Exercise ▸ Show each line of the records below where the word "filterDeployedJobs" occurs.

Collected data
Issue #3290, opened 2022-02-16
Issue with deletion of a service


lukonjun:
Hi, I am currently trying to get branch deployments with copilot going. For this I also need to delete services in a pipeline. 

I can delete the service via the command line anymore
```
$ copilot svc delete --name poc-branch-deployments-24 --env demo-env --yes
✘ ValidationException: Parameter name: can't be prefixed with "ssm" (case-insensitive). If formed as a path, it can consist of sub-paths divided by slash symbol; each sub-path can be formed as a mix of letters, numbers and the following 3 symbols .-_
	status code: 400, request id: f7d62910-1800-4459-ae2d-c7479322d1d7
```
Do you have any ideas what the reason for this could be, I specifically started a fresh Ubuntu VM where I installed the aws and copilot cli.

efekarakus:
Hi @lukonjun ! 

Apologies for the inconvenience 🙇 what happens if you provide the app name as as well `--app` while deleting the service? does that throw an error as well

lukonjun:
Hi @efekarakus, did not know passing the app flag there is valid, as it is not in the docs https://aws.github.io/copilot-cli/docs/commands/svc-delete/
However when I try this, copilot reports that it cant find the svc
```
ubuntu@primary:~$ copilot svc ls
Application: copilots-demos
Name                            Type
----                            ----
node-server                     Load Balanced Web Service
poc-branch-deployments-14       Load Balanced Web Service
poc-branch-deployments-15       Load Balanced Web Service
poc-branch-deployments-16       Load Balanced Web Service
poc-branch-deployments-pr-19    Load Balanced Web Service
poc-branch-deployments-pr-20    Load Balanced Web Service
poc-branch-deployments-pr-22    Load Balanced Web Service
poc-branch-deployments-pr-23    Load Balanced Web Service
poc-branch-deployments-pr-24    Load Balanced Web Service
poc-branch-deployments-staging  Load Balanced Web Service
poc-branch-deployments-17       Load Balanced Web Service
poc-branch-deployments-pr-21    Load Balanced Web Service
ubuntu@primary:~$ copilot svc delete --app copilots-demos --name poc-branch-deployments-24 --env demo-env --yes
✘ couldn't find service poc-branch-deployments-24 in the application copilots-demos
```

efekarakus:
Oh the issue might be because the `--name` value is `poc-branch-deployments-24` instead of `poc-branch-deployments-pr-24` the "-pr" substring is missing!

[...]

PR #3302, opened 2022-02-22
fix: validate app name before using it to validate svc name in `svc delete`

Lou1415926:
This fixes a bug that surfaces in #3290. We should make sure that `o.appName` is specified (either through flag or prompts) before we use it to validate service name.

This PR also reflects a new coding pattern that we'd like to adopt: validate only optional flags in `Validate` and ask or validate required flag in `Ask`.

In `Ask`, if the prompt is a selection prompt, then after the prompt we shouldn't do existence check. For example, if we need to prompt to select from existing services from application, then we shouldn't validate whether the selected service exists in the application, because this is redundant.

### DIFF
--- a/internal/pkg/cli/svc_delete.go
+++ b/internal/pkg/cli/svc_delete.go
@@ -99,11 +99,6 @@ func newDeleteSvcOpts(vars deleteSvcVars) (*deleteSvcOpts, error) {
 
 // Validate returns an error if the user inputs are invalid.
 func (o *deleteSvcOpts) Validate() error {
-	if o.name != "" {
-		if _, err := o.store.GetService(o.appName, o.name); err != nil {
-			return err
-		}
-	}
 	if o.envName != "" {
 		return o.validateEnvName()
 	}
@@ -112,11 +107,25 @@ func (o *deleteSvcOpts) Validate() error {
 
 // Ask prompts the user for any required flags.
 func (o *deleteSvcOpts) Ask() error {
-	if err := o.askAppName(); err != nil {
-		return err
+	if o.appName != "" {
+		if _, err := o.store.GetApplication(o.appName); err != nil {
+			return err
+		}
+	} else {
+		if err := o.askAppName(); err != nil {
+			return err
+		}
 	}
-	if err := o.askSvcName(); err != nil {
-		return err
+
+	if o.name != "" {
+		if _, err := o.store.GetService(o.appName, o.name); err != nil {
+			return err
+		}
+
+	} else {
+		if err := o.askSvcName(); err != nil {
+			return err
+		}
 	}
 
 	if o.skipConfirmation {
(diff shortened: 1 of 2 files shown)


internal/pkg/cli/svc_delete.go
```diff
@@ -99,11 +99,6 @@ func newDeleteSvcOpts(vars deleteSvcVars) (*deleteSvcOpts, error) {
 
 // Validate returns an error if the user inputs are invalid.
 func (o *deleteSvcOpts) Validate() error {
-	if o.name != "" {
-		if _, err := o.store.GetService(o.appName, o.name); err != nil {
-			return err
-		}
-	}
 	if o.envName != "" {
 		return o.validateEnvName()
```
efekarakus: should we just have return `nil` for `Validate`?
this could also blow up if the app name is empty

internal/pkg/cli/svc_delete.go
```diff
@@ -131,6 +137,9 @@ func (o *deleteSvcOpts) Ask() error {
 		// When a customer provides a particular environment,
 		// we'll just delete the service from that environment -
 		// but keep it in the app.
+		if err := o.validateEnvName(); err != nil {
```
huanjani: Should we validate it outside if `if o.skipConfirmation`? 
Because the user could pass in an env but not want to skip confirmation.

internal/pkg/cli/svc_delete_test.go
```diff
@@ -264,18 +273,26 @@ func TestDeleteSvcOpts_Ask(t *testing.T) {
 
 			mockPrompter := mocks.NewMockprompter(ctrl)
 			mockSel := mocks.NewMockconfigSelector(ctrl)
-			test.mockPrompt(mockPrompter)
-			test.mockSel(mockSel)
+			mockStore := mocks.NewMockstore(ctrl)
+			// test.mockPrompt(mockPrompter)
```
huanjani: nit: delete these two lines?

huanjani (approved):
:shipit:

internal/pkg/cli/svc_delete.go
```diff
@@ -99,26 +99,36 @@ func newDeleteSvcOpts(vars deleteSvcVars) (*deleteSvcOpts, error) {
 
 // Validate returns an error if the user inputs are invalid.
```
efekarakus: nit: can we update the `Validate` comment to mention that it's for optional inputs.

internal/pkg/cli/svc_delete.go
```diff
@@ -99,26 +99,36 @@ func newDeleteSvcOpts(vars deleteSvcVars) (*deleteSvcOpts, error) {
...
-			return err
-		}
-	}
-	if o.envName != "" {
-		return o.validateEnvName()
-	}
 	return nil
 }
 
 // Ask prompts the user for any required flags.
```
efekarakus: nit: 
```suggestion
// Ask prompts and validates for any required flags .
```

efekarakus (approved):

PR #3303, opened 2022-02-22
chore: add cmd name to user-agent

efekarakus:

### DIFF
--- a/internal/pkg/aws/sessions/sessions.go
+++ b/internal/pkg/aws/sessions/sessions.go
@@ -21,29 +21,46 @@ import (
 	"github.com/aws/aws-sdk-go/aws/session"
 )
 
+// Timeout settings.
 const (
-	userAgentHeader = "User-Agent"
-
 	maxRetriesOnRecoverableFailures = 8 // Default provided by SDK is 3 which means requests are retried up to only 2 seconds.
 	credsTimeout                    = 10 * time.Second
 	clientTimeout                   = 30 * time.Second
+)
+
+// User-Agent settings.
+const (
+	userAgentProductName = "aws-copilot"
 )
 
 // Provider provides methods to create sessions.
 // Once a session is created, it's cached locally so that the same session is not re-created.
 type Provider struct {
 	defaultSess *session.Session
+
+	// Metadata associated with the provider.
+	userAgentExtras []string
 }
 
 var instance *Provider
 var once sync.Once
 
 // NewProvider returns a session Provider singleton.
-func NewProvider() *Provider {
+func NewProvider(options ...func(*Provider)) *Provider {
 	once.Do(func() {
 		instance = &Provider{}
 	})
+	for _, option := range options {
+		option(instance)
+	}
 	return instance
+}
+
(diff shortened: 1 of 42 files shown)


internal/pkg/aws/sessions/sessions.go
```diff
@@ -107,7 +124,7 @@ func (p *Provider) FromRole(roleARN string, region string) (*session.Session, er
 	if err != nil {
 		return nil, fmt.Errorf("error creating default session: %w", err)
 	}
-	defaultSession.Handlers.Build.PushBackNamed(userAgentHandler())
+	defaultSession.Handlers.Build.PushBackNamed(p.userAgentHandler())
```
iamhopaul123, line 127: Do we need this 🤔

internal/pkg/cli/env_upgrade.go
```diff
@@ -70,7 +70,8 @@ func newEnvUpgradeOpts(vars envUpgradeVars) (*envUpgradeOpts, error) {
 	if err != nil {
 		return nil, fmt.Errorf("connect to config store: %v", err)
 	}
-	defaultSession, err := sessions.NewProvider().Default()
+	sessProvider := sessions.NewProvider(sessions.UserAgentExtras("env upgrade"))
```
iamhopaul123, line 73: Nice it is so easy to use!

internal/pkg/cli/pipeline_status.go
```diff
@@ -60,7 +60,7 @@ func newPipelineStatusOpts(vars pipelineStatusVars) (*pipelineStatusOpts, error)
 		return nil, fmt.Errorf("new workspace client: %w", err)
 	}
 
-	session, err := sessions.NewProvider().Default()
+	session, err := sessions.NewProvider(sessions.UserAgentExtras("pipeline status")).Default()
```
Lou1415926, line 62: I guess we'd need to make sure then all sessions are using this provider from now on.

Lou1415926 (approved):
neato!

internal/pkg/cli/pipeline_status.go
efekarakus: It's actually not so bad! because `NewProvider` is always a singleton 😄 

so if users call `sessions.NewProvider()` again afterwards it'll still fetch the same one that had "pipeline status" as a user agent 😎

iamhopaul123 (approved):
LGTM!

internal/pkg/aws/sessions/sessions.go
efekarakus: you're right that was weird that it's duplicated! I'll fix it in the follow-up PR, thanks for catching it!

efekarakus: Actually, I'm going to keep it ! 

Turns out it's used by the `defaultSession` to assume a role. So it allows us to have the `aws-copilot/` user-agent for the one `sts assume-role` call

iamhopaul123: ah gotcha

Issue #3237, opened 2022-02-01
`env show` should show deployed jobs


iamhopaul123:
Right now `env show` only shows deployed services. However, it would be great if it can show deployed jobs as well. Related https://github.com/aws/copilot-cli/discussions/3236.

PR #3316, opened 2022-03-01
chore(env): `env show` should show deployed jobs

paragbhingre:
This PR adds functionality to show jobs on `env show` command

This PR addresses #3237 

User interface - 
Screen Shot 2022-03-01 at 11 47 20 AM


internal/pkg/describe/env.go
```diff
@@ -246,6 +253,27 @@ func (d *EnvDescriber) filterDeployedSvcs() ([]*config.Workload, error) {
 	return deployedSvcs, nil
 }
 
+// filterDeployedJobs lists the jobs that are deployed on the given app and environment
```
Lou1415926, line 256: nit: it's nicee to have a description but function comment is not required if the function is not exported.

internal/pkg/describe/env.go
```diff
@@ -246,6 +253,27 @@ func (d *EnvDescriber) filterDeployedSvcs() ([]*config.Workload, error) {
...
+func (d *EnvDescriber) filterDeployedJobs() ([]*config.Workload, error) {
+	allJobs, err := d.configStore.ListJobs(d.app)
+	if err != nil {
+		return nil, fmt.Errorf("list services for app %s: %w", d.app, err)
```
Lou1415926:
```suggestion
		return nil, fmt.Errorf("list jobs for app %s: %w", d.app, err)
```

internal/pkg/describe/env.go
```diff
@@ -246,6 +253,27 @@ func (d *EnvDescriber) filterDeployedSvcs() ([]*config.Workload, error) {
...
+	}
+	jobs := make(map[string]*config.Workload)
+	for _, job := range allJobs {
+		jobs[job.Name] = job
+	}
+	deployedJobNames, err := d.deployStore.ListDeployedJobs(d.app, d.env.Name)
```
Lou1415926, line 266: hmm we don't necessarily address this in this particular PR but in the near future we should refactor this so that `listDeployedWorkloads` of `deployStore` returns `[]*config.Workload` instead of `[]string`. This will simplify the logic of `filterDeployedSvcs` and `filterDeployedJobs`.

internal/pkg/describe/env.go
```diff
@@ -274,6 +302,15 @@ func (e *EnvDescription) HumanString() string {
 		fmt.Fprintf(writer, "  %s\t%s\n", svc.Name, svc.Type)
 	}
 	writer.Flush()
+	fmt.Fprint(writer, color.Bold.Sprint("\nJobs\n\n"))
```
Lou1415926, line 305: Do you think we want to only show the `Jobs` section only when there is/are job(s) deployed (btw I think what you have now is fine too)

iamhopaul123 (approved):
Great job!

internal/pkg/describe/service.go
```diff
@@ -35,12 +35,14 @@ type ConfigStoreSvc interface {
 	ListEnvironments(appName string) ([]*config.Environment, error)
 	ListServices(appName string) ([]*config.Workload, error)
 	GetWorkload(appName string, name string) (*config.Workload, error)
+	ListJobs(appName string) ([]*config.Workload, error)
 }
 
 // DeployedEnvServicesLister wraps methods of deploy store.
 type DeployedEnvServicesLister interface {
```
Lou1415926, line 43: What do you think of renaming this to `DeployedEnvWorkloadsLister`?

internal/pkg/describe/env.go
paragbhingre: yes totally agree, I guess then we don't need to make 2 separate calls to bring `[]*config.Workload` and then `[]string` and add custom logic to filter them.

internal/pkg/describe/env.go
paragbhingre: I guess it is okay for the awareness of the customers that Jobs are also being showed as a part of `env show`. And also it aligns with the current implementation for services.

internal/pkg/describe/service.go
paragbhingre: I thought of doing so but there are a lot of places where we need to change if we change it to `DeployedEnvWorkloadsLister`. for example, impacted places are - 
1. env.go
2. env_test.go
3. lb_web_service.go
4. lb_web_service_test.go
5. mock_service.go
6. rd_web_service.go
7. rd_web_service_test.go
8. service.go
9. worker_service.go

If we really be touching so many files as a part of `env show` implementation?

Lou1415926 (approved):
🎊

Answer box ▸
+// filterDeployedJobs lists the jobs that are deployed on the given app and environment
+func (d *EnvDescriber) filterDeployedJobs() ([]*config.Workload, error) {
Lou1415926, line 266: hmm we don't necessarily address this in this particular PR but in the near future we should refactor this so that `listDeployedWorkloads` of `deployStore` returns `[]*config.Workload` instead of `[]string`. This will simplify the logic of `filterDeployedSvcs` and `filterDeployedJobs`.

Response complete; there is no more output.